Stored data
• • • • •

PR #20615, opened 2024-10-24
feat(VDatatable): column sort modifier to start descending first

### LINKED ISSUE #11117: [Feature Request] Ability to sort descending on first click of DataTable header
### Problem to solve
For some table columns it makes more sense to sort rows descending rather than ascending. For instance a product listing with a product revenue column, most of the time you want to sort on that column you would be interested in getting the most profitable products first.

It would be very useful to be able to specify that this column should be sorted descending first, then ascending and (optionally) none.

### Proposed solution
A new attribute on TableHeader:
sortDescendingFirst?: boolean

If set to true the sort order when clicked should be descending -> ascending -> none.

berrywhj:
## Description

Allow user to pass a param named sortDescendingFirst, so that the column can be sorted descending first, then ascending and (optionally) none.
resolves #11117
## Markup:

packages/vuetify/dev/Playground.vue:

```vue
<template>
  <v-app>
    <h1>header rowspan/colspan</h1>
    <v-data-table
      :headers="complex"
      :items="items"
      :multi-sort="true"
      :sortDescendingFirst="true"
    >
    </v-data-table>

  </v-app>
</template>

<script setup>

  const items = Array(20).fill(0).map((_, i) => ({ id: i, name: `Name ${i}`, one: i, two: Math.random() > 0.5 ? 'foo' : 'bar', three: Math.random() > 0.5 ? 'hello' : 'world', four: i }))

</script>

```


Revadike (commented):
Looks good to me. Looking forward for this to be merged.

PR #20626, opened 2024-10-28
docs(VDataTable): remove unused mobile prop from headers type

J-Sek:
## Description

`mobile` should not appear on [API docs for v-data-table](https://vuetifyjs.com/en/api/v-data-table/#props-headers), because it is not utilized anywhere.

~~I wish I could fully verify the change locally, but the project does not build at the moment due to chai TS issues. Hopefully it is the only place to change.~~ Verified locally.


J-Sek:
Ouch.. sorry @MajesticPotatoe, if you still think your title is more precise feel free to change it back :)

• • • • •

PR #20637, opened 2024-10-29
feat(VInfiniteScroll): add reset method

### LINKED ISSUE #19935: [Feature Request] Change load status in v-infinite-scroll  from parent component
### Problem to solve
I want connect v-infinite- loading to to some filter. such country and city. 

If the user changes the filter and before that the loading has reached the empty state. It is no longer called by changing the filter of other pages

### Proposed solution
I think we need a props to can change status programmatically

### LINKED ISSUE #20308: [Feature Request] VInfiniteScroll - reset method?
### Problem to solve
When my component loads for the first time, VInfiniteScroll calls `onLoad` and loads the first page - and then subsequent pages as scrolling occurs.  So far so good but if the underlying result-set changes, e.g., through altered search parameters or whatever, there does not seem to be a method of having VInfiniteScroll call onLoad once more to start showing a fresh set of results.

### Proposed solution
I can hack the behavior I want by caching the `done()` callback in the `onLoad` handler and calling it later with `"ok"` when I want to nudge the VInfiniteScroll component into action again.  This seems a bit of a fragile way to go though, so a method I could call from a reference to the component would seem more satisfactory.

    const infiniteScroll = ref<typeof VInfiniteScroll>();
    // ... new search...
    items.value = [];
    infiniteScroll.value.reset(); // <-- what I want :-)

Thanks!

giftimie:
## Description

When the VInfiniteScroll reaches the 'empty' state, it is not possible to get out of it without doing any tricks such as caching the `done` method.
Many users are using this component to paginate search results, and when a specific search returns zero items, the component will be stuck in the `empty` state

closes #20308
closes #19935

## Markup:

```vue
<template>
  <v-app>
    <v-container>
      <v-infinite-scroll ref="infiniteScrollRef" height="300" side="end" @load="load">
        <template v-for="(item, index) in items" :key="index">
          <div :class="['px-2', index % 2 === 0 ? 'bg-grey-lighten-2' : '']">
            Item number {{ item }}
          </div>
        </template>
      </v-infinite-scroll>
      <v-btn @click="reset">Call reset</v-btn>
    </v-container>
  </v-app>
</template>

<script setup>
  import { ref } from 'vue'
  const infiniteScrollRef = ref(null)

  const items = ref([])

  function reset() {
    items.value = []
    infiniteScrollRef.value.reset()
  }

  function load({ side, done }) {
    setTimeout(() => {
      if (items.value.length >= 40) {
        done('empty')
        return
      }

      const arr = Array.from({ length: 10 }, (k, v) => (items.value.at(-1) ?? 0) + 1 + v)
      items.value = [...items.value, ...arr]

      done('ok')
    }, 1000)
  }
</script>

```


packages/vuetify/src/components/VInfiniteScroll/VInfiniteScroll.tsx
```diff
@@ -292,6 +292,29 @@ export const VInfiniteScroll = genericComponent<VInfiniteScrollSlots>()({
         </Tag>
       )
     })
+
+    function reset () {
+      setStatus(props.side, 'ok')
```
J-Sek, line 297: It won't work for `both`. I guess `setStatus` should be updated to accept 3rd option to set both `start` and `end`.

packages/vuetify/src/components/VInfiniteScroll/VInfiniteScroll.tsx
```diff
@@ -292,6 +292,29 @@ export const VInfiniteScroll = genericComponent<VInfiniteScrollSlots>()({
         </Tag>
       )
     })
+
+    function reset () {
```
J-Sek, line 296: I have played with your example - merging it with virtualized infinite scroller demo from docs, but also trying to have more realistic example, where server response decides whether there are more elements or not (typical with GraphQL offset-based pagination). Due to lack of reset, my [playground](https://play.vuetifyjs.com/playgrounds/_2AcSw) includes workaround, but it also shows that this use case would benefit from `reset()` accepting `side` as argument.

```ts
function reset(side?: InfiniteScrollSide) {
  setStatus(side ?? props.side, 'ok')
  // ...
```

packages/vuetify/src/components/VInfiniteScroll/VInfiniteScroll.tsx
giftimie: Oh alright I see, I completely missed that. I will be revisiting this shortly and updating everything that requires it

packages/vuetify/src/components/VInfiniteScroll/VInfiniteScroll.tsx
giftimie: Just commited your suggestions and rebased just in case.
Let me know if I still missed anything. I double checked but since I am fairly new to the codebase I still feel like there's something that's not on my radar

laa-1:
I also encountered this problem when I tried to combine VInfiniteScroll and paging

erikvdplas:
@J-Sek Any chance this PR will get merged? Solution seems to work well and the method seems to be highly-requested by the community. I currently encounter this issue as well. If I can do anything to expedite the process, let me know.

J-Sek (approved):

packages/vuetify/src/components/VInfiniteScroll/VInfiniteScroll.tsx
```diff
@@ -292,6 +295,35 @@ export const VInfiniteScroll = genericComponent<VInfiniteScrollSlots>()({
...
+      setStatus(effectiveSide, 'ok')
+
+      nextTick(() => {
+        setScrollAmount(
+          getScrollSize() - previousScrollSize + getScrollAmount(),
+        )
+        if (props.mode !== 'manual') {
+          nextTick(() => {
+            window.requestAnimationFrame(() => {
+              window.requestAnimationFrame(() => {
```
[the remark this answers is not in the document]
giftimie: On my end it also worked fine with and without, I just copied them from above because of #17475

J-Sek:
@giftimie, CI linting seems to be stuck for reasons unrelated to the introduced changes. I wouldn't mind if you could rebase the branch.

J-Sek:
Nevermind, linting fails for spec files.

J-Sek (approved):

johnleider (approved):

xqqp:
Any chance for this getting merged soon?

• • • • •

■ **Work request**:
Look over the data and work out how many lines include the word "LINKED"; reply with the number only.

■ **The answer**:
3